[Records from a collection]
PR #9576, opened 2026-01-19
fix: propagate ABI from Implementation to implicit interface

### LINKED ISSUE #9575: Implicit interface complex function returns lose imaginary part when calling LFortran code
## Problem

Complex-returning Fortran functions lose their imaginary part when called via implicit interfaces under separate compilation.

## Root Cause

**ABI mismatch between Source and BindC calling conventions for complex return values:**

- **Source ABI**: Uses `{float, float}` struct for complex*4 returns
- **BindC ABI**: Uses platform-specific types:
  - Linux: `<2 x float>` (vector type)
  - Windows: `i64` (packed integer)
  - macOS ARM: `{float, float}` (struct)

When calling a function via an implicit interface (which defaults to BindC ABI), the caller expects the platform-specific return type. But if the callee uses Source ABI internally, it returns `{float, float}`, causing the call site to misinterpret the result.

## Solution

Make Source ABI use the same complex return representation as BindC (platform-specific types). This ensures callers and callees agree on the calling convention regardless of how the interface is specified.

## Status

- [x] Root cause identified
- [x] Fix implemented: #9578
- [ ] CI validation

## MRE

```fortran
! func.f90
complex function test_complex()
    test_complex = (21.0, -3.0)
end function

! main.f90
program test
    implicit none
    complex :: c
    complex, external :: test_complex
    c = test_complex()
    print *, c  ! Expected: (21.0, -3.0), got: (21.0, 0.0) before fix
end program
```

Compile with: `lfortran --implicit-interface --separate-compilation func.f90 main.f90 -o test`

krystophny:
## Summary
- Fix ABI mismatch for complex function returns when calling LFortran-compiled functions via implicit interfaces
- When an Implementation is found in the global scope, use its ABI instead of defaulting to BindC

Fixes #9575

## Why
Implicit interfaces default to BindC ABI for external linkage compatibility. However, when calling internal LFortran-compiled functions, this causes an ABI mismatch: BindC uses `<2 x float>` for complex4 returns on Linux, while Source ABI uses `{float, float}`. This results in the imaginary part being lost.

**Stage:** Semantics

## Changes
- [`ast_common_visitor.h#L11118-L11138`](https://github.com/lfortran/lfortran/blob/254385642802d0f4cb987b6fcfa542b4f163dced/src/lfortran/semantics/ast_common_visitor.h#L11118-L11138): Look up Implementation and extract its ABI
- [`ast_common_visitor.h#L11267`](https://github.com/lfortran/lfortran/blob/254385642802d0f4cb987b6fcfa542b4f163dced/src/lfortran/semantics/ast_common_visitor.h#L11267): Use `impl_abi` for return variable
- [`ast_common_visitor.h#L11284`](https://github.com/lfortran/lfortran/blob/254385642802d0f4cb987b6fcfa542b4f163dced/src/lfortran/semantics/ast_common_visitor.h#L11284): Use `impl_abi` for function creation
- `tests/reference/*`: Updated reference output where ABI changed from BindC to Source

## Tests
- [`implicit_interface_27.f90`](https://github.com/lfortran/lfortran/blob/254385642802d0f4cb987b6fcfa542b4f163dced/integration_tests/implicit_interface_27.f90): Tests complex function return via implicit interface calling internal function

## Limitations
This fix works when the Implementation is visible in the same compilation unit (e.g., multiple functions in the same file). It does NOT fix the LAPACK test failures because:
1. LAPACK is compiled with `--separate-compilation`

...

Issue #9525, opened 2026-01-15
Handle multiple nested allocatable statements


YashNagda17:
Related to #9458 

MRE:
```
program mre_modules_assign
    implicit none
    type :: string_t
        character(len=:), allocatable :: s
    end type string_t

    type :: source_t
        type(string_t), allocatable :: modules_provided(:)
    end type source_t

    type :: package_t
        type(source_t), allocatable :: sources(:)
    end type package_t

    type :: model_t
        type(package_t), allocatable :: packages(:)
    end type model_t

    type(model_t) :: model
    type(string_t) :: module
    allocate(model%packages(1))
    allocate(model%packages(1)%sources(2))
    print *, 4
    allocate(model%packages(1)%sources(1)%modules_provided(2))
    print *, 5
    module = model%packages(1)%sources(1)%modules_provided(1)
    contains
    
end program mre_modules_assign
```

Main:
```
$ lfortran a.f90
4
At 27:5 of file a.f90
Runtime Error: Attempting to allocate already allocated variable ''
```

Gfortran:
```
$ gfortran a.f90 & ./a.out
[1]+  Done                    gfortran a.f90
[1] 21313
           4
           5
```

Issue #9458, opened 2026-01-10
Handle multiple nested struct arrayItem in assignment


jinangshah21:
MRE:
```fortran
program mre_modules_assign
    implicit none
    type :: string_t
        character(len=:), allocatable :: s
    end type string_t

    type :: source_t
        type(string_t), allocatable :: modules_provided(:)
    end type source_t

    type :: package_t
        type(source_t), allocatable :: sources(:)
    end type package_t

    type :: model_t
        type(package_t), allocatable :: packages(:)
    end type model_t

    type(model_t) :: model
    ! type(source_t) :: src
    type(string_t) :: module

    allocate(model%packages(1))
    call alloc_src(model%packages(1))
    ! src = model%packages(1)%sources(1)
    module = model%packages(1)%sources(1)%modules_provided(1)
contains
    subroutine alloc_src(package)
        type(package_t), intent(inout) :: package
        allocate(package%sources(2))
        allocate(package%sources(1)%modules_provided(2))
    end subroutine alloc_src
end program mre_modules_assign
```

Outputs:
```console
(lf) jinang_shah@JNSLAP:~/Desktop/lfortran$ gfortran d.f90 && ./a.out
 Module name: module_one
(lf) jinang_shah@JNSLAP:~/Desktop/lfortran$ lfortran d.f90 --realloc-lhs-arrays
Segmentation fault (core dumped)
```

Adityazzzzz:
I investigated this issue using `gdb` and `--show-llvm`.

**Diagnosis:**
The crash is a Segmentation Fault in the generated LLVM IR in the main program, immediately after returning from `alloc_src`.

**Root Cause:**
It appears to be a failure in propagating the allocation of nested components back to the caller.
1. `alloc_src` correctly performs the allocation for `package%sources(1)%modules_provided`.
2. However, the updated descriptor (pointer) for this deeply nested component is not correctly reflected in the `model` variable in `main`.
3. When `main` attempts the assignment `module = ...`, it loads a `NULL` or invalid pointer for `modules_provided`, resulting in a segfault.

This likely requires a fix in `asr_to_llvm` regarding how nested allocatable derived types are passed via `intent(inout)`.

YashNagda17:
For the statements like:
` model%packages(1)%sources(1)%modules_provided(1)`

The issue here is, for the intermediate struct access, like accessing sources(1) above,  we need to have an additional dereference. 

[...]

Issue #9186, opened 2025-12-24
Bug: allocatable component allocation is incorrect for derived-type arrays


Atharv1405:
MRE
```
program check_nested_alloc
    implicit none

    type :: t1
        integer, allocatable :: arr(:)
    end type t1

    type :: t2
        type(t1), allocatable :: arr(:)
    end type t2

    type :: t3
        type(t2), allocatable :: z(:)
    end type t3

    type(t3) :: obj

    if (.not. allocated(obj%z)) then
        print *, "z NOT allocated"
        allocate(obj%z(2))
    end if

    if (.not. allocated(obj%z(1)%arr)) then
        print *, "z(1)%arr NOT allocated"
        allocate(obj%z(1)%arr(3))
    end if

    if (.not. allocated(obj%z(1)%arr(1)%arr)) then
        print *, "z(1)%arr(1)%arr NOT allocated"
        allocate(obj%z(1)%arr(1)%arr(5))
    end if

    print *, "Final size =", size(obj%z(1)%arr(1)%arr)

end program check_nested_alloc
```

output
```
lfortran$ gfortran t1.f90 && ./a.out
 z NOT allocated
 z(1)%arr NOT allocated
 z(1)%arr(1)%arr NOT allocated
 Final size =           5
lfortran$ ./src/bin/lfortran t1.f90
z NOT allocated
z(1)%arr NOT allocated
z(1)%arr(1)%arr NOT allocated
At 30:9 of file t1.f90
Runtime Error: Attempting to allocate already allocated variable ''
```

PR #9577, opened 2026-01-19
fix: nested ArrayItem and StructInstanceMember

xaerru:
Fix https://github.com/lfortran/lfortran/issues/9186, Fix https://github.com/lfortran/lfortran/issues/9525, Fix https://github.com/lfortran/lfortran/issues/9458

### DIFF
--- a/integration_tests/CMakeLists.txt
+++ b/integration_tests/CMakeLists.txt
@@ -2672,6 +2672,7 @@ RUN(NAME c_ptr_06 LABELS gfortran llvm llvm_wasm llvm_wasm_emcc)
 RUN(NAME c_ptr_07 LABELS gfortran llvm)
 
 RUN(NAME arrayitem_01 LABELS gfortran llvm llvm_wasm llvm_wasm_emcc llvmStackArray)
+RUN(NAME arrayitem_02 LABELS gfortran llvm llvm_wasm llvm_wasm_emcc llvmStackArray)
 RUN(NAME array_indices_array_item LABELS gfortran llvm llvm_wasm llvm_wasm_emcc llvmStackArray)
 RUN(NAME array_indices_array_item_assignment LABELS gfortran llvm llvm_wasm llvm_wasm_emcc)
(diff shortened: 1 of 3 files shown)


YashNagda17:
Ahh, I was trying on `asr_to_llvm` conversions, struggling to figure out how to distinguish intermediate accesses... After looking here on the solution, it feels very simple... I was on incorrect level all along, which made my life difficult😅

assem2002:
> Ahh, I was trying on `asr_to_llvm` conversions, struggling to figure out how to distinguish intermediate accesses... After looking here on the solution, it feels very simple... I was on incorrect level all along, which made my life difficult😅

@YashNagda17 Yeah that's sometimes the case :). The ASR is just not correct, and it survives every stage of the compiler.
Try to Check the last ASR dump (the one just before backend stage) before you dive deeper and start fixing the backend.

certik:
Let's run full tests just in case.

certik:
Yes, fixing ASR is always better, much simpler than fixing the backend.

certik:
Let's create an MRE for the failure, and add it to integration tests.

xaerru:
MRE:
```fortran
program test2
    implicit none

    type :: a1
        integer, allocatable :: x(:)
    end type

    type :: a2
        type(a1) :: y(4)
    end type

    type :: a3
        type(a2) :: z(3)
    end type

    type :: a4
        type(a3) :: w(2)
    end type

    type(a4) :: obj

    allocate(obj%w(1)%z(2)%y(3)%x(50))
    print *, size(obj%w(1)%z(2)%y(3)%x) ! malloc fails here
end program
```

*TASK DIRECTIONS*: Scan the entries above and show each line that contains the word "Final".

*TASK ANSWER*:
    print *, "Final size =", size(obj%z(1)%arr(1)%arr)
 Final size =           5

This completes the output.